======== EXTRACTED INFORMATION

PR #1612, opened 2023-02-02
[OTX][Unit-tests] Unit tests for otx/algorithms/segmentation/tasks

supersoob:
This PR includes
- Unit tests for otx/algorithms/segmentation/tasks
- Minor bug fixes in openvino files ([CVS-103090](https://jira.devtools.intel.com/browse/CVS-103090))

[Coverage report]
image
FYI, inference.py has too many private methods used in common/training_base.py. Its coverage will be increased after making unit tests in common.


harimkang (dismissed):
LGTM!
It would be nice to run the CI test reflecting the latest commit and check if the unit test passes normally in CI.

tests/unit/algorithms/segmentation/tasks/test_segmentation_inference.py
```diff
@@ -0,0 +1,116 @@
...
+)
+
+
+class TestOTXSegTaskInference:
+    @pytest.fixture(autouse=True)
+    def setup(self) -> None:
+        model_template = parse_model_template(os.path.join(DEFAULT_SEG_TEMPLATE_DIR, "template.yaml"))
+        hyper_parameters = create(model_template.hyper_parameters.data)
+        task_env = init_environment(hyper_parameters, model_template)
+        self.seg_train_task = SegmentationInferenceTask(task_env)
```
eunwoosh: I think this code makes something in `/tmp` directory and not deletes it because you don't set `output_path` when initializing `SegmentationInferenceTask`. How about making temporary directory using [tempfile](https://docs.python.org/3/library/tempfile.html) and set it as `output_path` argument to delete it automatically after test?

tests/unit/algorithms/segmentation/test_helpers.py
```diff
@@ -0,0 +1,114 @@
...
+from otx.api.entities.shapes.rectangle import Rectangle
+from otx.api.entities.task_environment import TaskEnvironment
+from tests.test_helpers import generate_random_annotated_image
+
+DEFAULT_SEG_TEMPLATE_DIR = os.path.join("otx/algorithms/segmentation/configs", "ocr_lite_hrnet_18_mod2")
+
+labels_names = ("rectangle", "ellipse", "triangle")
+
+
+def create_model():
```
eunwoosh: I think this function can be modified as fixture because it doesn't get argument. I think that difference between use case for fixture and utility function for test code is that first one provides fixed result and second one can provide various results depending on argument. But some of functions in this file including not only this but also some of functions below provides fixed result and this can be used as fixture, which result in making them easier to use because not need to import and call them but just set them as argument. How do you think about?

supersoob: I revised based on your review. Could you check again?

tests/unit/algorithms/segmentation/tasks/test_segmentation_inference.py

================

WORK INSTRUCTIONS: Could you repeat all of the material above exactly?

ANSWER BELOW:
PR #1612, opened 2023-02-02
[OTX][Unit-tests] Unit tests for otx/algorithms/segmentation/tasks

supersoob:
This PR includes
- Unit tests for otx/algorithms/segmentation/tasks
- Minor bug fixes in openvino files ([CVS-103090](https://jira.devtools.intel.com/browse/CVS-103090))

[Coverage report]
image
FYI, inference.py has too many private methods used in common/training_base.py. Its coverage will be increased after making unit tests in common.


harimkang (dismissed):
LGTM!
It would be nice to run the CI test reflecting the latest commit and check if the unit test passes normally in CI.

tests/unit/algorithms/segmentation/tasks/test_segmentation_inference.py
```diff
@@ -0,0 +1,116 @@
...
+)
+
+
+class TestOTXSegTaskInference:
+    @pytest.fixture(autouse=True)
+    def setup(self) -> None:
+        model_template = parse_model_template(os.path.join(DEFAULT_SEG_TEMPLATE_DIR, "template.yaml"))
+        hyper_parameters = create(model_template.hyper_parameters.data)
+        task_env = init_environment(hyper_parameters, model_template)
+        self.seg_train_task = SegmentationInferenceTask(task_env)
```
eunwoosh: I think this code makes something in `/tmp` directory and not deletes it because you don't set `output_path` when initializing `SegmentationInferenceTask`. How about making temporary directory using [tempfile](https://docs.python.org/3/library/tempfile.html) and set it as `output_path` argument to delete it automatically after test?

tests/unit/algorithms/segmentation/test_helpers.py
```diff
@@ -0,0 +1,114 @@
...
+from otx.api.entities.shapes.rectangle import Rectangle
+from otx.api.entities.task_environment import TaskEnvironment
+from tests.test_helpers import generate_random_annotated_image
+
+DEFAULT_SEG_TEMPLATE_DIR = os.path.join("otx/algorithms/segmentation/configs", "ocr_lite_hrnet_18_mod2")
+
+labels_names = ("rectangle", "ellipse", "triangle")
+
+
+def create_model():
```
eunwoosh: I think this function can be modified as fixture because it doesn't get argument. I think that difference between use case for fixture and utility function for test code is that first one provides fixed result and second one can provide various results depending on argument. But some of functions in this file including not only this but also some of functions below provides fixed result and this can be used as fixture, which result in making them easier to use because not need to import and call them but just set them as argument. How do you think about?

supersoob: I revised based on your review. Could you check again?

tests/unit/algorithms/segmentation/tasks/test_segmentation_inference.py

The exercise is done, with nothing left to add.